The school with the first-place team receives an award of $25,000. Each first-place team member, as well as the winner of the Elizabeth Lowell Putnam Prize, receives $1,000. Putnam Fellows receive an award of $2,500.

Zhou, who took the exam for the first time this year, competed in the Harvard-MIT Mathematics tournament and the International Mathematics Olympiad as a high school student. “I think the competition is hard, and I was really fortunate to be among the Putnam Fellows,” he says. “Some people said this year’s test seemed to be harder than the one last year.”
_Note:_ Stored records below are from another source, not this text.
PR #104, opened 2019-10-29
setup listr for qawolf record

jperl:


packages/browser/src/QAWolfPage.ts
```diff
@@ -87,8 +87,10 @@ export class QAWolfPage {
     });
 
     const logError = (e: Error) => {
-      logger.error(
-        `page ${this._page.url().substring(0, 40)}: ${e.toString()}`
+      logger.verbose(
```
jperl: change to verbose so it does not show up when using cli by default

PR #105, opened 2019-10-29
if an invalid test is passed, prompt the user to select a test to run

jperl:


packages/cli/src/test.ts
```diff
@@ -0,0 +1,44 @@
+import { snakeCase } from "lodash";
+import { basename } from "path";
+import { runTest } from "./runTest";
+import { readdir } from "fs-extra";
```
flaurida: abc

packages/cli/src/index.ts
```diff
@@ -30,29 +27,11 @@ recordCommand.action(async (urlArgument, optionalName, cmd) => {
   await record(url, name, cmd.events);
 });
 
-program
```
jperl: removed for now because we are not supporting this. when we do we should gracefully handle incorrect names like in test.

PR #110, opened 2019-10-31
waitUntil and getElementProperty helpers

flaurida:


packages/browser/src/assertions.ts
```diff
@@ -26,3 +26,31 @@ export const hasText = async (
...
+
+export const getProperty = async (
+  page: Page,
+  { property, selector }: GetPropertyArgs,
+  options?: AssertOptions
+): Promise<string | null | undefined> => {
+  const result = await retryExecutionError(async () => {
+    const timeoutMs = (options || {}).timeoutMs || CONFIG.findTimeoutMs;
+
+    const getElementHandleFn = async () => {
```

Peter Shor, the Morss Professor of Applied Mathematics, was the faculty coordinator for MIT’s 2015 Putnam team and taught course 18.A34 (Problem Solving Seminar) to help freshmen prepare for the exam. Shor was himself a Putnam Fellow as an undergraduate student at Caltech.
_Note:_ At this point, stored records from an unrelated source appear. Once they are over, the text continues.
PR #119, opened 2019-11-05
⌨️ Support keyboard events ✏️Support content editables 🚫🤖🖱️do not record non-user scrolls

### LINKED ISSUE #60: ✏️Support content editables

### LINKED ISSUE #118: ⌨️ Support keyboard events
After testing against various sites (google flights/hipmunk/united) it is clear we need to support Enter and Tab -- which are both ways to register the input. Ex. When you just set the input value "JFK" it does not work. But if you `Enter`, `Tab`, or click the airport dropdown item it registers.

We could try to hack this by simulating a change event or something like this. However our philosophy (soon to be added to the readme) is to match the user behavior as much as possible to prevent a leaky abstraction. That way we do not make assumptions about how the site is implemented.

This will also allow us to support content editables and hotkeys.

To Do:

- [x] Capture `keydown` and `keyup` events and use those for building type steps, instead of `input` events
- [x] Support key sequences (CMD+A, etc) with syntax `↓MetaLeft↓KeyA↑MetaLeft↑KeyA`
- [x] Test everything manually
- [x] Separate enter and tab steps to make it easy to parameterize
- [x] Convert values w/o arrow prefix to ^ using [USKeyboardLayout](https://github.com/GoogleChrome/puppeteer/blob/master/lib/USKeyboardLayout.js)
- [x] Add back select support by tracking input events
- [x] Replace ctrl+v keystroke with paste value
- [x] Add tests for everything

### LINKED ISSUE #125: 🚫🤖🖱️do not record non-user scrolls
addEventListener for [wheel](https://stackoverflow.com/questions/7035896/detect-whether-scroll-event-was-created-by-user#comment98810714_7210072) instead of `scroll`

jperl:
Resolves #60
Resolves #118
Resolves #125 

- separates the concepts of EventName and Action


packages/browser/src/actions.ts
```diff
@@ -1,38 +1,31 @@
-import { QAWolfWeb } from "@qawolf/web";
+import { logger } from "@qawolf/logger";
+import { QAWolfWeb, sleep } from "@qawolf/web";
```
jperl: abc

packages/browser/src/actions.ts
```diff
@@ -1,38 +1,31 @@
...
+    element => (element as HTMLInputElement).value
+  );
 
-    const currentValue = await elementHandle.evaluate(
-      element => (element as HTMLInputElement).value
+  if (currentValue) {
+    // select all so we replace the text
+    // from https://github.com/GoogleChrome/puppeteer/issues/1313#issuecomment-471732011
+    await elementHandle.evaluate(() =>
+      document.execCommand("selectall", false, "")
```
jperl: why do this vs setting value to `""`?

jperl: that does not mimic user behavior and may not work on some sites

packages/browser/src/keyboard.ts
```diff
@@ -0,0 +1,128 @@
...
+
+// A Stroke is a single keydown or keyup
+export type Stroke = {
+  code: string;
+  index: number;
+  prefix: "↓" | "↑";
+};
+
+// organizes the KeyDefinitions from USKeyboardLayout
+const keyToDefinition: { [key: string]: KeyDefinition } = {};
```
flaurida: what about non-US keyboards? will this still work?

jperl: Probably not, but puppeteer does not have a non-USKeyboardLayout version. https://github.com/GoogleChrome/puppeteer/tree/master/lib

flaurida: OK, let's see if it works 🤷‍♀ apparently US layout pretty common

packages/browser/src/actions.ts
jperl: added a comment clarifying this

packages/browser/tests/web/Recorder.test.ts
```diff
@@ -27,90 +27,145 @@ describe("Recorder", () => {
...
     // close the browser to ensure events are transmitted
     await browser.close();
 
-    const events = page.qawolf.events.filter(e => e.isTrusted);
-    const lastEvent = events[events.length - 1] as InputEvent;
-    expect(lastEvent.target.xpath).toEqual("//*[@id='password']");
-    expect(lastEvent.value).toEqual("secret");
+    const events = page.qawolf.events;
+    expect(events[0].target.xpath).toEqual("//*[@id='password']");
+    expect((events[0] as InputEvent).value).toEqual("secret");
```
jperl: wrong cast

packages/browser/src/keyboard.ts
jperl: It works. It just probably won't work for non-US layouts :/.

packages/web/src/Recorder.ts
```diff
@@ -19,12 +19,28 @@ export class Recorder {
...
+
   private recordEvent<K extends keyof DocumentEventMap>(
     eventName: K,
-    handler: (ev: DocumentEventMap[K]) => types.Event
+    handler: (ev: DocumentEventMap[K]) => types.Event | undefined
   ) {
-    const listener = (ev: DocumentEventMap[K]) => {
+    this.listen(eventName, (ev: DocumentEventMap[K]) => {
       const event = handler(ev);
+      if (!event) return;
```
flaurida: should we not return `null` instead to be more explicit?

jperl: nah

jperl: I'd rather not return anything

“Most problems, you don’t need to know more than calculus to solve, but you need to be clever,” says Shor. “There are some standard tricks you can learn that are used in Putnam problems regularly, but there are also problems where you haven’t seen anything like it before. Those are probably the best ones, but also the most difficult.”

The exam consists of 12 problems, worth 10 points each, that students tackle across two three-hour sessions. The first problem of the exam is relatively straightforward; the last problems of each session — A6 and B6 — are the trickiest. This year, not one student received full points on B6.

“The hardest problems, which are the last problems of each session, seem to require some trick or some very sophisticated way of looking at something,” says Bobby Shen, a junior who was a member of the winning team and one of the top 16 individuals. “Sometimes the solutions are short, but the way to find them is difficult.”

Doing well on the Putnam is an impressive feat — but the test score is not a measure of all mathematical strengths, Shor emphasizes.

“They have to know elementary math reasonably well, and they have to be quick and clever in terms of solving math problems — which isn’t necessarily the same types of strengths that make great mathematicians,” says Shor. “Some people that do well on the Putnam go on to do great mathematical work. But other people who are great mathematicians did not do well on the Putnam, and vice versa. It’s a question of speed versus depth.”